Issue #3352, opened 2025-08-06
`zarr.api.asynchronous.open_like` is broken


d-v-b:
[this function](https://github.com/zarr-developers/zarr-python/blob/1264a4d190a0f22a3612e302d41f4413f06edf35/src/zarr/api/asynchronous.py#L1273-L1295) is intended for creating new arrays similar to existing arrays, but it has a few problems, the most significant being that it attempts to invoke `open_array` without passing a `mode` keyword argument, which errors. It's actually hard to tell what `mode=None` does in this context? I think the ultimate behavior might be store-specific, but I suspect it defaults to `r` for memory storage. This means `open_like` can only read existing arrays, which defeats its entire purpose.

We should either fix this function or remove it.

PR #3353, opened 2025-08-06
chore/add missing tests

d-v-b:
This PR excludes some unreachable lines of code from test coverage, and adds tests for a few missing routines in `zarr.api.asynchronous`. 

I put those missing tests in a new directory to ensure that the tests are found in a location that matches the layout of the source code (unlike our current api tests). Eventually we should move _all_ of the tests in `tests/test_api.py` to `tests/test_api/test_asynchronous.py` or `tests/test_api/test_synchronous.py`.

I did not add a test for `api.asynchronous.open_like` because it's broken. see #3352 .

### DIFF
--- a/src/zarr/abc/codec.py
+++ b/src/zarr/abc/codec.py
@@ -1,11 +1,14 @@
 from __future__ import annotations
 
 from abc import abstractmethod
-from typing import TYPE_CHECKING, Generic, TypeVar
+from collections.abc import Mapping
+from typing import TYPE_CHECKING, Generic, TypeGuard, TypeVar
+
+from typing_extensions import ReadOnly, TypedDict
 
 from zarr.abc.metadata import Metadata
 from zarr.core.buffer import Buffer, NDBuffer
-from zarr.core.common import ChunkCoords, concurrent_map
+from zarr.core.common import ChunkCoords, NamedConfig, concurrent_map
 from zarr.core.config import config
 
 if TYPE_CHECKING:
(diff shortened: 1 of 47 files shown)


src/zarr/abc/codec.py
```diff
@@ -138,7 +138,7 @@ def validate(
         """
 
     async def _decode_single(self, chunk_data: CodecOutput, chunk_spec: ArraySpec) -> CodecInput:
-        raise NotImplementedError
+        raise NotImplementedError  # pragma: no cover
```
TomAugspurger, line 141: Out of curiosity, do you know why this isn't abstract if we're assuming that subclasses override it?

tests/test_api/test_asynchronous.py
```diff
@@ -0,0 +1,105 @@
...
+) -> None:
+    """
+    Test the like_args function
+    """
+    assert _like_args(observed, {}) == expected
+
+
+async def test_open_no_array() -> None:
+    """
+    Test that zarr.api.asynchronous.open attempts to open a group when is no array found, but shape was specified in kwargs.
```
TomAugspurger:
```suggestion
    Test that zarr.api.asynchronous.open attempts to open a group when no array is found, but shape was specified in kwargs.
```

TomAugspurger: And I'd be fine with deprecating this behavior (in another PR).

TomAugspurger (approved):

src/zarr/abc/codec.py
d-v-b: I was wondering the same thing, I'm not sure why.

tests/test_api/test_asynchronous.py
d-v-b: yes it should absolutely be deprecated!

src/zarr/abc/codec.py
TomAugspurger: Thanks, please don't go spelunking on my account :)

---

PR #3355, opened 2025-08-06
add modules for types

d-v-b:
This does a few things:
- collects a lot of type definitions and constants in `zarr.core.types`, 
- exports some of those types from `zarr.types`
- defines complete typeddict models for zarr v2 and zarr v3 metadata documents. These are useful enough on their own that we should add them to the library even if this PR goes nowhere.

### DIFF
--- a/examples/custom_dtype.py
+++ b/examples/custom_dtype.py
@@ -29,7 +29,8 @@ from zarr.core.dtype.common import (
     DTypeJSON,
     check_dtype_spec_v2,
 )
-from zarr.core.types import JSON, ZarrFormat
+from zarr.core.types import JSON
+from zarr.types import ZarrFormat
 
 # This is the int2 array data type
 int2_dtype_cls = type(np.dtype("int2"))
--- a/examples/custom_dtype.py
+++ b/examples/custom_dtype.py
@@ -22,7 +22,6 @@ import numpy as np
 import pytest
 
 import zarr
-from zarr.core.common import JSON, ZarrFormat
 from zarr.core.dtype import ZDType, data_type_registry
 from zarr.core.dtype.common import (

==

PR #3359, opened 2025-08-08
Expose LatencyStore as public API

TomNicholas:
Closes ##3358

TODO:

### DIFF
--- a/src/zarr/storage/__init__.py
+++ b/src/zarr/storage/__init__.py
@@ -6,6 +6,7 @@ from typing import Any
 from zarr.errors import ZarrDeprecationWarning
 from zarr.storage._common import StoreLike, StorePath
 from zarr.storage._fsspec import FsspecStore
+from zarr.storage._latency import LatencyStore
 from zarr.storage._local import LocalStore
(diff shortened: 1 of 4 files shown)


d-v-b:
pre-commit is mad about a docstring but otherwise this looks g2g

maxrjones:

▶ _Your task_: Among the records above, only the lines between the line holding "its entire purpose." and the line holding "I put those", inclusive, are to be output, exactly as written.

▶ _Solution for this problem_:
[this function](https://github.com/zarr-developers/zarr-python/blob/1264a4d190a0f22a3612e302d41f4413f06edf35/src/zarr/api/asynchronous.py#L1273-L1295) is intended for creating new arrays similar to existing arrays, but it has a few problems, the most significant being that it attempts to invoke `open_array` without passing a `mode` keyword argument, which errors. It's actually hard to tell what `mode=None` does in this context? I think the ultimate behavior might be store-specific, but I suspect it defaults to `r` for memory storage. This means `open_like` can only read existing arrays, which defeats its entire purpose.

We should either fix this function or remove it.

PR #3353, opened 2025-08-06
chore/add missing tests

d-v-b:
This PR excludes some unreachable lines of code from test coverage, and adds tests for a few missing routines in `zarr.api.asynchronous`. 

I put those missing tests in a new directory to ensure that the tests are found in a location that matches the layout of the source code (unlike our current api tests). Eventually we should move _all_ of the tests in `tests/test_api.py` to `tests/test_api/test_asynchronous.py` or `tests/test_api/test_synchronous.py`.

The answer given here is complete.